Cash is queen
You can have the best work and strongest team, but without cash, your business is in trouble. Learn from these real-world examples to stay ahead of the cash flow crisis
There are many ways independent news organizations can judge their financial performance. We can increase advertising sales, raise more money, or showcase profitable business models. We can highlight areas with real growth potential. We can highlight areas where we have real potential for growth.
But all of that — yes, even a healthy P&L — doesn’t matter if you don’t have enough cash in the bank.
I work with organizations in transition. In the ideal, that means that they are ready to invest some time and resources to grow and transform. They may hire me to strengthen operations, develop new strategies or help put a plan into action. Whatever reason that they want to work with me, we’re working together to help the organization transform and thrive.
In less-than-ideal situations, the organization is already in trouble. And regardless of the root cause, it almost always shows up in the bank account in the end. And then they get stuck.
Here are three examples of different organizations, all facing distinct cash challenges.
Organization A: strong model, weak operations
Problem: cash flow
This organization has a really strong, diverse business model with various products, and a heavy reliance earned revenue and guaranteed contracts. They have several healthy business lines (and one struggling). It has a small cushion of cash (mostly from PPP money, which was a one-time infusion), and decided to make some investments in new ventures.
However, a few things went wrong:
- They didn’t pivot quickly enough when the new ventures weren’t gaining traction, and instead kept investing.
- A key staffer left in charge of invoicing, and they got seriously behind on collecting their payments. At one point, over 40% of their revenue booked hadn’t been collected.
- Their business is very cyclical, which meant they wouldn’t actually close all their deals or see their cash in until much later in the year.
In the end, this organization is much closer to the financial edge than they realized. Even though they have a healthy business on paper, they have to make a lot of hard choices because they don’t have enough cash on hand.

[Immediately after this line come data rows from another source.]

PR #227, opened 2017-01-14
demo: netbase: add option to specify address of Mender server

mirzak:
This will add an option so that the user can specify the Mender server
address during build time.

e.g. in local.conf:

	MENDER_DEMO_SERVER_ADDRESS = "192.168.0.100"

This is usually a manual step that the user has to perform each time a
new image is built.

### DIFF
--- a/meta-mender-demo/recipes-core/netbase/netbase_%.bbappend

Organization B: limited safety net
Problem: cash reserves
While the organization’s initial challenges weren’t financial, they still led to significant unplanned spending. At the same time, core expenses are now growing a bit more quickly than the business. This snowballs into a financial crisis when these non-financial issues begin impacting their ability to generate revenue. Deals they count on either fall through, get canceled, or are delayed. As a result, the financial runway turns out to be much shorter and more uncertain than expected, ultimately forcing them to make some very difficult decisions due to a lack of available cash.
Organization C: overinvested in good times, hard to turn around when things slow down
Problem: need to pivot while they still can
This organization has a really great pandemic (I know, right?). Even before 2020, the market was shifting in their favor. Revenue is growing at a healthy pace, and then — boom! — the pandemic hits and their income skyrockets. All of the factors are really working in their favor, and it seems that the pandemic is just accelerating the change in the market. This should signal that they’re on the right track, so they decide to expand. They are strategic — when they hire new staff, they invest in areas to diversify the business. But, they go a bit too far. Some of the new investments have promise but take too long to actually become profitable. Other ventures have weak margins and end up costing more than expected. Then, their core revenue streams flatline and starts trending down–the market wasn’t as strong as they thought. Now, they are burning cash more quickly faster than they can afford.
So what should you do to avoid the above situations?
- Know where your money comes from from. Check your cash flow statement (check out my AI generated financial statements 101 here). How much of your cash is coming from your operating activities, versus non-operating or one-time activities (IE, PPP loans forgiven in the pandemic)?
- Pivot. I’ll admit it– I’m biased toward getting new products out to market when they’re (hopefully) good enough, rather than waiting for them to be perfect. I want to find out as soon as I can if there is actually traction. Then I want to invest more in products showing growth potential—or be willing to admit failure and pivot. Decide upfront what your goals are and define what success looks like.
- Set financial limits: What’s the minimum amount of reserves you need on hand? How much flexibility do you have in cutting your budget? When will you decide to make permanent hard choices, like cutting staff?
- Understand your business: You may have cash on hand or runway, but how reliable is it for the future? Even if business is good now, will the new money come in when you need it? And know your burn rate!
- Keep an eye on things: Watch for trends, and unexpected expenses. Is the market doing what you expect? Do you have any weaknesses in your own operations? And remember: non-financial crises can easily turn into financial ones.
You can have the most impactful journalism in the world, the best products, the most amazing services — but if you don’t have cash, you can’t keep going.